Романовская концепция потратила немало сил на доказательства «незаконности» Дмитрия I и его супруги в качестве претендентов на престол. Однако известно было, что и Дмитрий и Мария Мнишек были коронованы, «помазаны на царство»; отменить это «помазание» невозможно было. Таким образом, «избрание» и коронация Михаила Романова уже представлялись противозаконным актом, о чем и писалось и толковалось. В конце концов, Романовская концепция сделала ставку на «национальную доктрину», обвиняя Дмитрия в том, что он привел в Россию «иноземных захватчиков». Конечно, ни о каких испанских, итальянских, а тем более польских писаниях о Дмитрии «не положено было знать» в России. Кажется, однако, что тайное обычно все же становится если не явным, то почти явным. В 1911 году на сцене «Старинного театра» (недолго просуществовавшей театральной антрепризы Николая Евреинова) был поставлен пролог к пьесе Лопе де Вега «Великий князь Московский». По поводу этой постановки критик Эдуард Старк писал: «Опять приходится удивляться тому, до чего мы «ленивы и нелюбопытны»: собирали все материалы, касающиеся темного дела о Самозванце, а комедию Лопе так и не удосужились перевести…» Наивность утверждения о «всех материалах» куда как трогательна. Постановка подобного Пролога к подобной пьесе должна была прозвучать для Романовых как memento mori; Романовы доживали на русском троне последние годы. Но их «концепция» пережила их самих. И с тех пор ни один театр в России не рисковал ставить крамольную испанскую пьесу…
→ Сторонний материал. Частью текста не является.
PR #359, opened 2023-08-29
Clean up detail utility functions

PointKernel:
This PR

- adds `grid_stride` and `global_thread_id` utilities in `detail/utility/cuda.cuh` (inspired by similar work in libcudf)
- adds `compute_grid_size` helper function in `detail/utility/cuda.hpp`
- renames `SDIV` as `ceiling_div` and moves it to `detail/utility/math.hpp`

### DIFF
--- a/benchmarks/hash_bench.cu
+++ b/benchmarks/hash_bench.cu
@@ -16,7 +16,6 @@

И вот, на таком «фоне», Михаил Федорович в начале сороковых годов делает попытку вновь поколебать «завесу», восстановить традицию династических браков, влекущих за собой возможность взаимовыгодных военных и дипломатических союзов. Но прежде чем приступить к изложению этой истории, давайте скажем о необходимости издания Свода комментированных отечественных и зарубежных сведений о Дмитрии I. Ведь именно отсутствие подобного издания оставляет нам всего лишь два «крайних» варианта, две противоречивые версии: «ставленника иноземных оккупантов» и «народного справедливого царя»; едва ли подобные полярные версии могут привести нас к более или менее объективному взгляду… И вот, после этого глубокомысленного заключения обратимся к очередной попытке первых Романовых поколебать «завесу».
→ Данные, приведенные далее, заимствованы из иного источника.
PR #362, opened 2023-08-31
Fix hash to size conversion

sleeepyjack:
This PR fixes some issues in the helper function for converting a hash value into a valid size.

На этот раз речь шла о возможности брака Ирины Михайловны, старшей, первородной царской дочери. Снова взгляды романовские обращаются на Датское королевство. Запросы Михаила куда скромнее запросов его отца Филарета. Возможно, царь отдает себе отчет в непрочности положения Романовых на русском троне. 1640 год, и шести лет не миновало от окончания войны с Владиславом польским, то есть еще совсем недавно Владислав претендовал на московский престол. Теперь Михаил согласен иметь своим зятем незаконного, побочного сына датского короля Христиана IV. Это двадцатилетний юноша, носящий титул графа Шлезвиг-Голштинского. Пройдет менее ста лет и Россия с голштинцами породнится, и Голштинский герцог станет основателем последней правящей ветви династии Романовых. А покамест русские послы отправляются в Данию, затем датское посольство является на Москву, причем главным послом датский король определяет графа Вольдемара. После отъезда датского посольства снова посылается в Данию посольство русское. На этот раз ведутся переговоры непосредственно о возможности брака. Датский король требует для своего побочного сына «чести», как для «законного» принца; послам задан вопрос, какие русские города будут переданы Вольдемару во владение. Естественно, послы дают уклончивые ответы. Наконец удается уговорить графа Вольдемара отправиться в Россию. В сущности, вступив в брак с иноземной принцессой, он скорее улучшал свое положение. При его статусе «побочного» сына законная дочь российского царя – пусть едва начавшаяся, пусть сомнительных прав и «худородная» династия – являлась завидной партией. Тревожиться мог, скорее, его отец-король. Ведь этот самый статус «незаконного сына» как бы определял отсутствие четких обязательств по отношению к королю и «законным» братьям-принцам. В будущем могли быть самые разные варианты поведения Вольдемара (вспомним поведение герцога Монмута, побочного сына Карла II английского). Тем более что никакой договоренности о военном, дипломатическом или торговом союзе у Дании и России пока не складывалось.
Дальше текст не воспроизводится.